Posted by BilFish at 08:12 AM

February 19, 2004

Colorado Conflict: Growth is Unreasonable

If I could sum up the conflict that is affecting life in Colorado as we know it, it would go something like this:
"We came out here for the peace and solitude. So did everyone else."

An article in the Denver Post yesterday is subtitled: "Ideals clash as county faces high growth" Denver Post Article (only online for 10 days, then use their Advanced Search, look for "Growing Pains in Adams.")

Basically, whoever lived in the country before wants things to remain idyllic. Whoever is just moving in wants roads, stores and convenience. This leads to older owners' property being condemned for roads and schools and such, and it pisses them off, because in Colorado, as in most Western states, growth always wins. I feel sorry for the couple in the article whose house in Adams' county is likely to be paved over.

We have the same issue near my house, but at least I've been aware of it since buying my house, and my house won't actually be leveled. Cities to the north of me want to widen state highway 93 (50 yards west of my house) so they can build malls and new subdivisions up north (i.e. near Rocky Flats Nuclear cleanup site. Yep, you read that right) and get people from down south to drive up there to visit said shopping extravaganza.

Two state-sponsored studies have been done which show this road isn't necessary, and that people won't drive 10 miles west (to where I am) and then up north, and then back east. Yet, studies in these suburban cities up north must be showing some good tax base revenues, because they are pushing like crazy to get the road widened and built up into a true freeway (get rid of the occasional red light intersection and house in the way).

If you want to know the outcome, I'll just say again: Growth will win.

Visit the Institute for Justice, a center dedicated to individual rights (vs. eminent domain used by corporations to grab land they want at below-market prices).

The important issue to try and wrap your brain around is: It's not a matter of reasonability. Growth is unreasonable. You can't argue with it, it just happens (or so it seems around here).

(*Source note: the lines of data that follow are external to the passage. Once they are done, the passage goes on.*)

PR #832, opened 2018-10-31
Scheduled weekly dependency update for week 43

nthomas-mozilla:
Manually created PR as we had a branch without one, because of the recent github outage (presumably).


nthomas-mozilla:
The failing frontend test passed on rerun, it's an intermittent issue.

nthomas-mozilla:
Flake8 and pycodestyle need to be updated in lockstep because of their dependency.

So, if you are in the market for a house, don't think, "oh, well, we were here first, there's no way some new person can come and take my property and my lifestyle." You'd be wrong to think that, no matter how good your "reasons."

Because? Well, because you're matching your feelgood reasoning up against cold hard numbers (i.e. usually new tax revenues for growing cities) and the numbers always win, because people can count them. I mean, how much is it worth for you to lose your home? Just buy another one, right? Right?

Posted by BilFish at 07:32 AM | Comments (1)

February 18, 2004

iPod - a.k.a. Walkman 2.0

Apple's iPod music storage/playback device - it was finally time to follow the leader.

Reminds me of my first walkman, pretty impressive for its time, still pretty cool, but nothing like this.

The iPod is so cool and complementary to our lifestyles of today, even my mother-in-law "gets" it -- and she doesn't own a computer. "You mean I can bring all my music with me? Wow..."

It was a convergence of features, price point, Valentine's day and my honey suddenly really wanting one for her workouts and commute to work, all combined with my inability to say no to a pregnant lady.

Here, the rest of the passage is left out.